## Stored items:
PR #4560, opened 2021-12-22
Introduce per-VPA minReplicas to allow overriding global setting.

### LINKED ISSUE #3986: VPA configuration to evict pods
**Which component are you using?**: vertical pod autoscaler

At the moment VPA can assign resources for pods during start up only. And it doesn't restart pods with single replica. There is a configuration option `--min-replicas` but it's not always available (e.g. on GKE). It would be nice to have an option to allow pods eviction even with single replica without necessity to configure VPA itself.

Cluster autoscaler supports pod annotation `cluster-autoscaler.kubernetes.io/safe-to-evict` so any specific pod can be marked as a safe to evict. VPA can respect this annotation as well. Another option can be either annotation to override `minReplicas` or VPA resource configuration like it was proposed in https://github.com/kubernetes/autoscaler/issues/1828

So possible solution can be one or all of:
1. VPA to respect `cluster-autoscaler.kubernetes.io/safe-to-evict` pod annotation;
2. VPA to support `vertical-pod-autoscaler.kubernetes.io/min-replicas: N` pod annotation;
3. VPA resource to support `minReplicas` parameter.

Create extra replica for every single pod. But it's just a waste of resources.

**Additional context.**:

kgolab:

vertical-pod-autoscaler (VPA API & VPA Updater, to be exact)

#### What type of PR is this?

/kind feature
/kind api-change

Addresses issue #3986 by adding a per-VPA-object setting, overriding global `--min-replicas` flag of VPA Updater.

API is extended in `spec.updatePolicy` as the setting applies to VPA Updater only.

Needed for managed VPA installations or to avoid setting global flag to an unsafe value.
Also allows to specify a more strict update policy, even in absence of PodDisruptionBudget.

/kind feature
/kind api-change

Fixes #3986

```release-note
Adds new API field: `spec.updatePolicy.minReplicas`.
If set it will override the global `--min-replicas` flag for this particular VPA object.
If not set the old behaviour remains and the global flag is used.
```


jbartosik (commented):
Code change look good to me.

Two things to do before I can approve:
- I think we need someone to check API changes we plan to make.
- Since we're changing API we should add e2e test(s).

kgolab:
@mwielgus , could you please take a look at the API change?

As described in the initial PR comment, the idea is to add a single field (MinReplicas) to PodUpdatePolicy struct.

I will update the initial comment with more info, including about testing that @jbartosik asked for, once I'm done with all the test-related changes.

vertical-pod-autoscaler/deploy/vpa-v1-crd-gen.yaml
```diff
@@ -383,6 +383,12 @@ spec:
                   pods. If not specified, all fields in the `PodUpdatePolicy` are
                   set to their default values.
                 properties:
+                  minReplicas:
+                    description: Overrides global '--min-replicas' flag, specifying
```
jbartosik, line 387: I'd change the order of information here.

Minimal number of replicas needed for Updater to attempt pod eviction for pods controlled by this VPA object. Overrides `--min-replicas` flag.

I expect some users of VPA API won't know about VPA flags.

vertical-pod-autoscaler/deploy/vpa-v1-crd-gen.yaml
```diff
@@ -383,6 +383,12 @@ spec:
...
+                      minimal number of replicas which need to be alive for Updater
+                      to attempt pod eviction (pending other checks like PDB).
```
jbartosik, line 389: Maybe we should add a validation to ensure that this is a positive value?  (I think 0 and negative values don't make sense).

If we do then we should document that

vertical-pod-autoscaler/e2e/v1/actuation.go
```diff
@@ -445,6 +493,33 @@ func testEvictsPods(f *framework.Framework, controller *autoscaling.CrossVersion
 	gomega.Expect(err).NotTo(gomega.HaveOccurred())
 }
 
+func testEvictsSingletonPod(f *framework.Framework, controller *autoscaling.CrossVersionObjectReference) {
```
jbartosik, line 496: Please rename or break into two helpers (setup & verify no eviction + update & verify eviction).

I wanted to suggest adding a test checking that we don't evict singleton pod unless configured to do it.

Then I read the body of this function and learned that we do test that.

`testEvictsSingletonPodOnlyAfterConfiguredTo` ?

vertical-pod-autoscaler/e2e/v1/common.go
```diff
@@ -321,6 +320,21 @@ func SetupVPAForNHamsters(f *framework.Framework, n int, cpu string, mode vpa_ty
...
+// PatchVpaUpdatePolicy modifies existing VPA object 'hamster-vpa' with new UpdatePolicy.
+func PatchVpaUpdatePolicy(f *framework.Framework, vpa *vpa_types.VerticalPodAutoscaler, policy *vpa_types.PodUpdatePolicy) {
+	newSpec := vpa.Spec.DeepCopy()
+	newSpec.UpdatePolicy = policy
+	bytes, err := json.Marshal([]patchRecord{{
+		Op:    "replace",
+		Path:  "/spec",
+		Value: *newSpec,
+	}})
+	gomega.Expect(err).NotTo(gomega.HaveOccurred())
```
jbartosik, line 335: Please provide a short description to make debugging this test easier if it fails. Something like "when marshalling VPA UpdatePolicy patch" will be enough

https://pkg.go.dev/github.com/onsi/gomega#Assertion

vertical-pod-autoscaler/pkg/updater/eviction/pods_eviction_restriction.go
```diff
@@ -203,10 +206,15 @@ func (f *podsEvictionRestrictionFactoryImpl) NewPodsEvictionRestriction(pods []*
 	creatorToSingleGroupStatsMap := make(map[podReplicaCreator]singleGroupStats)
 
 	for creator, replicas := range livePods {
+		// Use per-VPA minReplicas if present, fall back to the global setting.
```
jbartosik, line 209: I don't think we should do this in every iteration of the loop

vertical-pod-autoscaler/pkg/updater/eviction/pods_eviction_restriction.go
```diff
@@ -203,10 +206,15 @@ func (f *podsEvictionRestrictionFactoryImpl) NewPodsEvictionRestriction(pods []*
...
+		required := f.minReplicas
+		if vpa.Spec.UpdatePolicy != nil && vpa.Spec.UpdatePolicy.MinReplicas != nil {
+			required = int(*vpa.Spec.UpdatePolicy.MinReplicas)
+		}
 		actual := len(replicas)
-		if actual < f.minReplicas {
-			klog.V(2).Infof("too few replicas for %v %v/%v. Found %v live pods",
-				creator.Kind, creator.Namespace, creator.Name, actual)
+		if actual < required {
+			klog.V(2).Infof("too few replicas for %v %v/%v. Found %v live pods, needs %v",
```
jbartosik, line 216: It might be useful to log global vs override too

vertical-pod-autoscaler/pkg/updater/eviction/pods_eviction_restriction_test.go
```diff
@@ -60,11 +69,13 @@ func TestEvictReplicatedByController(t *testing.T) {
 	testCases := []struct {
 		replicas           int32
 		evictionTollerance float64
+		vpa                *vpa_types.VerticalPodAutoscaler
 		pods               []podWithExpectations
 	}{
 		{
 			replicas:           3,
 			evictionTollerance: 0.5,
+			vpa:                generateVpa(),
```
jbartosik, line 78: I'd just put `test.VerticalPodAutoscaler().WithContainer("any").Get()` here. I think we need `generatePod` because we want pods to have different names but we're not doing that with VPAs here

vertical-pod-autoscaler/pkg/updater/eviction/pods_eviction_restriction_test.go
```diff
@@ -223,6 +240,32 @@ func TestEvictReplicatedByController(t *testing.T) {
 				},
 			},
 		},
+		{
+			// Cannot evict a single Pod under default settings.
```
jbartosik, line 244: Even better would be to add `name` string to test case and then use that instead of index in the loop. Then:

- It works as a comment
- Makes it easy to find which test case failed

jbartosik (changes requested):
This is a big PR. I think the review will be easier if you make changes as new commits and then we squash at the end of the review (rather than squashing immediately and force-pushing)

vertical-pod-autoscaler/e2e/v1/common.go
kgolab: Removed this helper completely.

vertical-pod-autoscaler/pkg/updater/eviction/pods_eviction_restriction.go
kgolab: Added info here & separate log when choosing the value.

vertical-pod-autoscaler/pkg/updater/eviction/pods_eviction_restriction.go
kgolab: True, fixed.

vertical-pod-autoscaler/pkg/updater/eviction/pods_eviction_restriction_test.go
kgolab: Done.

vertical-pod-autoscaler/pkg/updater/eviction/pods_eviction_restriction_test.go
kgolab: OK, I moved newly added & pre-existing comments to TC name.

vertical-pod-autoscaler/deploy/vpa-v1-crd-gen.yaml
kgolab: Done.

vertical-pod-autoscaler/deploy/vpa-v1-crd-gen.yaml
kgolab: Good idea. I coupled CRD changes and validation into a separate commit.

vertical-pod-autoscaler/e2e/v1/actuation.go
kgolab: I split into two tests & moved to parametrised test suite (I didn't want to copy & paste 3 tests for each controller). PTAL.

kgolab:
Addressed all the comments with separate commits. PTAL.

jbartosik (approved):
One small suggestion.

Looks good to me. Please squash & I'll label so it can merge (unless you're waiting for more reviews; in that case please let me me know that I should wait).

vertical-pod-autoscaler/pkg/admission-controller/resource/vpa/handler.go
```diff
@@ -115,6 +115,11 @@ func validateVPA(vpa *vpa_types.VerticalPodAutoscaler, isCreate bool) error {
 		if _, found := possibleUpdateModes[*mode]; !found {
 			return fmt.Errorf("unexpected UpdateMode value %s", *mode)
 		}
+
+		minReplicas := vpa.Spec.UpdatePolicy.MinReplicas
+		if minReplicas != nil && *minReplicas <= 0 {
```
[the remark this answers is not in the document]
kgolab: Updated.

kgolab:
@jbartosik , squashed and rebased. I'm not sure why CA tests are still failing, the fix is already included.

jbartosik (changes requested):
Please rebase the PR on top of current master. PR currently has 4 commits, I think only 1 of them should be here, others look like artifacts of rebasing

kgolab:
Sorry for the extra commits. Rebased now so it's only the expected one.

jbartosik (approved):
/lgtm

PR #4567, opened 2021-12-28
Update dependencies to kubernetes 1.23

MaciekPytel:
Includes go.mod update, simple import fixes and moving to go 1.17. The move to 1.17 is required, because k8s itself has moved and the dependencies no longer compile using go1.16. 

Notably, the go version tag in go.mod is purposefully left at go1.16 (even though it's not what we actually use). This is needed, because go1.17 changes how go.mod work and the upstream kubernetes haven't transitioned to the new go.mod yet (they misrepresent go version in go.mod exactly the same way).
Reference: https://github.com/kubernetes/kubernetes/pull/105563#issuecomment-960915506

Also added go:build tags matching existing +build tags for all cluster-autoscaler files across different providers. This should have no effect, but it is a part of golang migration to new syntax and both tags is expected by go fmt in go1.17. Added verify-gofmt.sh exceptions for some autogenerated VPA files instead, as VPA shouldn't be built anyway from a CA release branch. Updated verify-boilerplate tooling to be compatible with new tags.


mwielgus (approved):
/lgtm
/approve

## THE PROBLEM:
Find the word "VerticalPodAutoscaler" in the data and copy out each line where it turns up.

## TASK OUTPUT:
+func PatchVpaUpdatePolicy(f *framework.Framework, vpa *vpa_types.VerticalPodAutoscaler, policy *vpa_types.PodUpdatePolicy) {
+		vpa                *vpa_types.VerticalPodAutoscaler
jbartosik, line 78: I'd just put `test.VerticalPodAutoscaler().WithContainer("any").Get()` here. I think we need `generatePod` because we want pods to have different names but we're not doing that with VPAs here
@@ -115,6 +115,11 @@ func validateVPA(vpa *vpa_types.VerticalPodAutoscaler, isCreate bool) error {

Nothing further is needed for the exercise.